At my age, in addition to the times I have sat, there have been quite a few shiva houses for me to visit. In almost all cases – definitely mine – I have seen a Shiva Friend at work. It is one of the most beautiful and selfless acts of friendship that manifests. I was moved to try and write about this at a recent shiva of some close friends of ours, whose mother had passed away.

In Jewish tradition the funeral is supposed to happen within 24 hours of the death, although sometimes it takes a bit longer, and shiva starts right after the funeral, so there is not much time. The Shiva Friend doesn’t ask if there’s something they can do. They don’t say “if you need anything, anything at all, call me,” although there’s nothing wrong with those sentiments. The Shiva Friend is next-level though, and it takes a very special kind of heart.

The Shiva Friend shows up at the shiva house as soon as they find out someone has passed. They know that soon there will be many people coming and going, and even though the mourners are not supposed to be hosts, everyone knows that you want the place to look nice. I have witnessed these friends cleaning houses so thoroughly that they were dusting baseboards in the bathroom, and cleaning the crumbs out of the toaster. But that’s just the first stage. They also know that it is tradition for there to be food for the mourners and the visitors, and that the community will also want to show their support by providing meals. The Shiva Friend will usually arrange for the food on the first night, and make sure it is all set up before people arrive. They will coordinate with people who want to contribute a meal to make sure that it is organized and that food arrives and is ready on time. They are at the shiva every day, supervising, cleaning, making sure the mourners are comfortable and not troubled by the things that would normally trouble a person who has crowds of people arriving at their home. They stay at night after everyone has gone and make sure the leftovers (and there are so many leftovers!) are wrapped up and refrigerated, and that the place is clean.

Nobody asks them to do this. It is not an occupation. They simply take that burden. They don’t even think about whether they should. They just do it. And what’s even more special, is that it’s often not the person you would think of as your closest friend. But when you see it happening, you realize just how special of a friend they are, and how you need to make sure they understand how much it means to you.

You don’t have to be Jewish to be a Shiva Friend. I have often seen this act performed by non-Jewish friends. In fact, you don’t even need a shiva to be a Shiva Friend.
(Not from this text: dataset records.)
PR #44, opened 2026-03-23
Add WSL container configuration schema, routing

SohamDas2021:
Extends MXC's configuration schema and backend routing to support Linux containers via the WSL Container SDK (WSLC SDK). Also updates the design document with resolved design questions and naming corrections.

   - Add Wslc variant to ContainmentBackend enum
   - Add ContainerConfig struct with fields: target_os, image, cpu_count, memory_mb, gpu, storage_path, port_mappings
   - Add PortMapping struct for host↔container port forwarding
   - Extend JSON config parser to accept "containment": "wslc" and parse the new "container" section
   - Add placeholder match arm in main.rs (exits with error until Phase 3 implements WSLContainerRunner)
   - Doc changes

 No impact on existing behavior. AppContainer and Sandbox paths are unchanged. All existing tests pass.

### DIFF
--- a/src/wxc_common/src/config_parser.rs
+++ b/src/wxc_common/src/config_parser.rs
@@ -90,6 +90,10 @@ struct RawContainerConfig {
     storage_path: Option<String>,
     #[serde(rename = "portMappings")]
     port_mappings: Option<Vec<RawPortMapping>>,
+}
+
+#[derive(Deserialize, Default)]
+#[serde(default)]
 struct RawLxc {
     #[serde(rename = "containerName")]
     container_name: Option<String>,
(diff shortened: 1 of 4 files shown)


src/wxc_common/src/config_parser.rs
```diff
@@ -65,6 +65,33 @@ struct RawSandbox {
...
+    windows_port: Option<u16>,
+    #[serde(rename = "containerPort")]
+    container_port: Option<u16>,
+    protocol: Option<String>,
+}
+
+#[derive(Deserialize, Default)]
+#[serde(default)]
+struct RawContainerConfig {
+    #[serde(rename = "targetOs")]
```
shschaefer, line 81: Does WSLC call this targetOs or distro?

shschaefer (approved):
I am a bit concerned about the overlapping configuration and policy constructs.  Let's take some time this week to rationalize.

src/wxc_common/src/config_parser.rs
SohamDas2021: WSLC operates on image names, not OS/distro. targetOs here is an MXC-level routing hint so the SDK layer knows which backend/execution env to use.

SohamDas2021:
> I am a bit concerned about the overlapping configuration and policy constructs. Let's take some time this week to rationalize.



> I am a bit concerned about the overlapping configuration and policy constructs. Let's take some time this week to rationalize.

Yeah, the issue is for WSLC, we need both ContainerConfig for runtime settings and ContainerPolicy for security policy. But ContainerPolicy carries AppContainer-specific fields (app_container_name, capabilities, least_privilege_mode) that WSLC ignores. 

I will check this in and follow up after we discuss. Can we do something like this?

   SharedPolicy- paths, network -used by all backends
   AppContainerConfig- name, capabilities -AppContainer only
   SandboxConfig- daemon pipe -Sandbox only
   ContainerConfig- image, cpu, memory -WSLC only

shschaefer (approved):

It’s a manifestation of friendship that says:

“You don’t have to ask. You don’t have to repay me. There is no ledger to be balanced. I see your need. I am in a position to help. And I will help. That is all.”

I don’t think everyone is capable of this, and I think that’s ok. But I do know that if you have someone like that in your life, you know how blessed you are. And if you are that person, I see you. I appreciate you. I thank you.